• ACTIVITY: Print each line from the start of the records below up through the line where "service as needed." is found, exactly as given.

Stored dataset items:
<<<<

PR #364, opened 2021-03-25
Storage factory in FeatureFlagCacheService

agr:
Progress on https://github.com/NuGet/Engineering/issues/3522

`FeatureFlagCacheService` needs to be a singleton in services to maintain cache, but it should not be holding on to an instance of a storage service: it prevents proper secret refresh. The class is modified instead to receive a storage service factory that it uses to produce instances of a storage service as needed.


skofman1 (approved):
:shipit:

loic-sharma (approved):

PR #368, opened 2021-05-11
Allow optional JSON config files

joelverhagen:
This will allow environments that expect config to come from environment variables (e.g. App Service app settings) to use the same code as local environments that more easily use JSON config files.

### DIFF
--- a/src/NuGet.Services.Configuration/ConfigurationBuilderExtensions.cs
+++ b/src/NuGet.Services.Configuration/ConfigurationBuilderExtensions.cs
@@ -15,9 +15,18 @@ namespace NuGet.Services.Configuration
             string path,
             ISecretInjector secretInjector)
         {
+            return configurationBuilder.AddInjectedJsonFile(path, secretInjector, optional: false);
+        }
+
+        public static IConfigurationBuilder AddInjectedJsonFile(
+            this IConfigurationBuilder configurationBuilder,
+            string path,
+            ISecretInjector secretInjector,
+            bool optional)
+        {
             configurationBuilder = configurationBuilder ?? throw new ArgumentNullException(nameof(configurationBuilder));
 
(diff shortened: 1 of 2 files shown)


src/NuGet.Services.Configuration/ConfigurationBuilderExtensions.cs
```diff
@@ -14,10 +14,19 @@ public static class ConfigurationBuilderExtensions
...
             ISecretInjector secretInjector)
+        {
+            return configurationBuilder.AddInjectedJsonFile(path, secretInjector, optional: false);
+        }
+
+        public static IConfigurationBuilder AddInjectedJsonFile(
+            this IConfigurationBuilder configurationBuilder,
+            string path,
+            ISecretInjector secretInjector,
+            bool optional)
```
drewgillies, line 25: Couldn't this just have been an optional parameter?

drewgillies (approved):
Wondering about overloading a method vs an optional parameter, but not a big issue. Looks good.

src/NuGet.Services.Configuration/ConfigurationBuilderExtensions.cs
drewgillies: I mean an optional parameter, not an optional parameter :-D

joelverhagen: Optional parameters can be a runtime breaking change. We would need to recompile all referencing code make it start "expecting" the new method signature.

joelverhagen: There's a bajillion gotchas that I don't know all of for breaking vs. non breaking changes. It's a deep subject. But an overload is more like to be compatible in this case from my knowledge.

zhhyu (approved):

PR #370, opened 2021-06-14
Add support for PAT for multiple private feeds using Credential Provider

dannyjdev:
This adds multiple private feeds to the env variable `VSS_NUGET_EXTERNAL_FEED_ENDPOINTS` that's used by the Credential Provider. This will remove the need to add private feeds one by one.

### DIFF
--- a/build.ps1
+++ b/build.ps1
@@ -8,7 +8,9 @@ param (
     [string]$SimpleVersion = '1.0.0',
     [string]$SemanticVersion = '1.0.0-zlocal',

>>>>

• TASK ANSWER:
PR #364, opened 2021-03-25
Storage factory in FeatureFlagCacheService

agr:
Progress on https://github.com/NuGet/Engineering/issues/3522

`FeatureFlagCacheService` needs to be a singleton in services to maintain cache, but it should not be holding on to an instance of a storage service: it prevents proper secret refresh. The class is modified instead to receive a storage service factory that it uses to produce instances of a storage service as needed.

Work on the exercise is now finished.